Hi, I'd be interested in chatting to anyone who's ...
# prefect-community
r
Hi, I'd be interested in chatting to anyone who's used prefect in a case where they have large amounts of intermediary data (> 1GB -> 10GB+), that needs passing between tasks
z
Hi! I’ve just started out at Prefect so I haven’t used it in this case yet, but I was working with (non-prefect) tasks before this where I was passing 10-1000GB of data. This gets a little infrastructure specific, what are you running Prefect on (or intending to)?
r
HI @Zanie currently running on one very large AWS machine. whats your experience with the data moving? e.g how long is this taking?
z
Ah so for my work I needed to scale up and down a lot so my dream setup was Dask on Kubernetes with a high performance network filesystem. I think anytime you’re working with that much data persisting it to a file system is the way to go. At the scale I was working with there were ~100TB file systems so we used Amazon FSx/LUSTRE to get very high performance network enabled file systems. I’m not sure if that’d be as reasonable if you’re just working with ~10GB of data.
r
what speeds of read/write were you getting with FSx/LUSTRE? im using attached SSD's and getting about 1GB a sec (byte not bit)
z
LUSTRE uses a raid array of disks in its backend so it scales per disk (roughly 1TiB each), AWS promises 200 MB/s/TiB baseline, up to 1.3 GB/s/TiB burst
(for the fastest tier of SSD backed FSx — since it’s been rolled out they’ve added slower cheaper options)
r
yeah ok nice. im getting about the same speed on my SSD's so its not a major benefit to me
but i can see where it would come in if you have LOTS of data
z
It depends on how many TiB you have
r
^^^
yes - exactly
z
But yeah, 1 GB/s seems pretty good.
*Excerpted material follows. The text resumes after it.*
PR #1876, opened 2025-10-26
fix(setup.sh): expand --cuda-version arg instead of literal $2

yerbymatey:
prev line used `CUDA_VERSION="\$2"` preventing variable expansion and left `$2` as a literal string so setting `--cuda-version` flag didn't properly override default 12.4 value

If you’re not using a ton of disk and you need more speed you may want to look into high memory instances and pass what you can in memory.
r
yes - doing that, sadly we arent using prefects features really
so im trying to find if i've missed something
@Zanie so would you say that the use of prefect in my case, might actually get in the way? its not meant for this?
z
I think Prefect is intended to solve the orchestration of your tasks and lower the complexity of dealing with failure cases. It’s not necessarily going to solve problems that are intertwined with your execution environment / infrastructure because we can’t optimize for all cases.
👍 1
upvote 1
Can you clarify: • What you mean when you say then you aren’t using prefects features if data is passed in memory • How many tasks are running concurrently passing 10GB of data • What kind of data you’re working with, structured/dataframes/blobs?
a
Does all the data have to be loaded into memory? I typically stream records in and out of S3 processing one line at a time with a buffer of bytes being pulled from S3 at a time.
r
@Zanie thanks for that. • I'm not really using any of the horizontal scaling capablities, we are on one box using the DaskLocalExectuor. Also we don't use the retry mechanism, as a failure in our model means something is wrong. • I was running about 24 concurrent tasks which were each passing around lots of data. I was getting lots of warnings about agents and memory. • Im working with dataframes and numpy arrays
Totally understand prefect cannot solve all problems, just trying to evaluate what I've discovered and whether its a right fit for my problem
z
I think that Prefect will solve this issue by scaling horizontally. With a single machine, you’re scaling vertically and either will have to increase your filesystem speed or memory size to handle the types of jobs you’re talking about. Personally, I’d pass references between prefect tasks and use a tool designed for fast access to large data patterns to work on those references within each task. Since you’re using structured data (arrays/dataframes), you’re in luck! this is something that has been worked on a lot and there are many options, e.g. • https://docs.dask.org/en/latest/dataframe.htmlhttps://arrow.apache.org/docs/index.html
r
i'll look at those! what about the potential for the movement of the data offsetting the benefit from horizontal scaling?
z
That’s a good question! In that case, purely using Prefect “results” to dump data to disk from task to task could be quite slow and then depends on either a fast network file system or you’ll be limited by the speed of something like S3 which sounds too slow for your application. By itself, dask works hard to schedule tasks where the data is already living to reduce data movement but it would require using dask distributed objects and we don’t have first-class support for that within our result objects because it creates complex cases during flow rescheduling. I will admit that I don’t have a strong understanding of how you’d make that work within Prefect. Large-data support is something I’m interested in improving in the long run but there’s a lot of complexity there!
r
thanks @Zanie So my model generates its own data, monte carlo sims. So yes localised data in a traditional hadoop map/reduce style would work great since the data since near the processing but I'm the source of our data so I'm already near the data - if that makes sense. To move it elsewhere to then process will incur a cost.
z
That makes sense! It may be worth disabling checkpointing (see the arg at https://docs.prefect.io/api/latest/core/task.html#task-2) since it sounds like handling failure cases aren’t a priority and then managing the data how you see fit. I’m not sure I can do much more for you now though 🙂
r
thanks @Zanie!!